True, each year, federal intermediate appellate judges do confront a small number of cases in which the correct result is seriously in doubt. Yet such especially difficult cases do not always, or even most of the time, involve pressing social or political issues. And even in such a case - an appeal presenting an intractable, politically charged issue - who believes that an intermediate appellate judge should resolve the matter on the basis of his or her own personal or political policy preferences instead of relying whenever possible on more traditional tools of judicial decision-making?
But is the Third Circuit the except
on? When I speak with friends who clerked on other circuits, they often report very different experiences. A good number of former appellate clerks have stories of judges voting quite predictably along political lines. So in the end, I agree with Howard, but note that my views reflect my experience clerking for a particular judge on a particular court.
DEAD HORSE BEATEN: Amidst the avalanche of posts about Trent Lott, a critical question has been overlooked: What has Strom Thurmond himself said about Trent Lott's remarks? There is nothing on Thurmond's Senate website. If Thurmond wants to be remembered as he is now and not as he was then, he should speak out before his time in Washignton ends.
Oh, and if you really do want more links to articles and posts about Lott, go to Instapundit.
ANTI-SEMIOTIC IN EFFECT: Second-hand from The Onion. (But see here and here for mistaken non-joking occurrences of this phenomenon, and see here and here for references to actual anti-semioticism.)
UPDATE: Reader David Haan points out this article, where pro-Palestinian types are protesting WordsWorth, the bookseller, which supposedly "sells words but suppresses words."
ANTI-SEMITIC IN EFFECT: How about just "anti-war protesters help Saddam"? "Pro-X," no matter how you qualify it, still connotes that you agree with X's agenda. Calling someone "pro-Saddam in effect" or "anti-Semitic in effect" still sounds like you're calling him "pro-Saddam" or "anti-Semitic," and adding "if not in intent" just makes the whole thing incoherent. "Anti-Semitic," like it or not, has come to mean "disliking the Jews as Jews." Harming the Jews as a class, i.e. supporting a policy that ends up transfering money from Jews to non-Jews, is morally neutral and depends on how they're harmed and why you like the policy. Why add the extra baggage of the name of anti-Semitism?
If we just said "people who favor divestment from Israel are hurting the interests of Jews" or "people who protest the war are helping Saddam," then lots of things clear up. Then we might get into a discussion about why you should care about hurting the interests of Jews (I'm inclined to think you shouldn't care as long as you have a defensible reason for divesting) or why you should care about helping Saddam (I'm inclined to think you should care, even if you have a defensible reason for opposing the war).
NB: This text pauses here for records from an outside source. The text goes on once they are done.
PR #1510, opened 2026-03-31
feat(entrance): add nine boolean characteristic flags

### LINKED ISSUE #1507: Support new boolean characteristics on entrances
# API spec: new boolean characteristics on entrances

## Context

The frontend now displays a set of boolean flags on the Entrance detail page, under the **Characteristics** section (`Properties.jsx`). These fields are rendered on the read side but the API does not yet return them, and the write endpoints do not yet accept them.

---

## New fields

I PROMISE THAT THIS WILL BE MY LAST POST ON LOTT barring some striking new revelation. I just wanted to laud President Bush for speaking up:
"Any suggestion that a segregated past was acceptable or positive is offensive and it is wrong," Bush said. "Recent comments by Senator Lott do not reflect the spirit of our country."
Glenn thinks that Lott will announce tomorrow that he's stepping down as Majority Leader-elect. That would make sense -- as Kaus says, always announce humiliating news on Friday ...
Oh, and Sasha: point taken. Thanks to your fellow Harvard Law student (and my acquaintance from his days as a Yale undergrad) Henry Whitaker, for making the same point in an email.
IN SEPTEMBER, HARVARD PRESIDENT LARRY SUMMERS said that Israel divestment campaigns were "anti-Semitic in their effect if not in their intent." I think that wording is far preferable to "objectively anti-Semitic." So maybe the language Eugene objects to should be changed simply to something like "anti-war protesters are pro-Saddam in effect if not in intent."
"OBJECTIVELY PRO-SADDAM": There's some controversy about whether it's proper to call people "objectively pro-Saddam" or "objectively on [Saddam's] side" because their actions in fact help Saddam, even if they aren't intended to. It seems to me that the term shouldn't in fact be used that way.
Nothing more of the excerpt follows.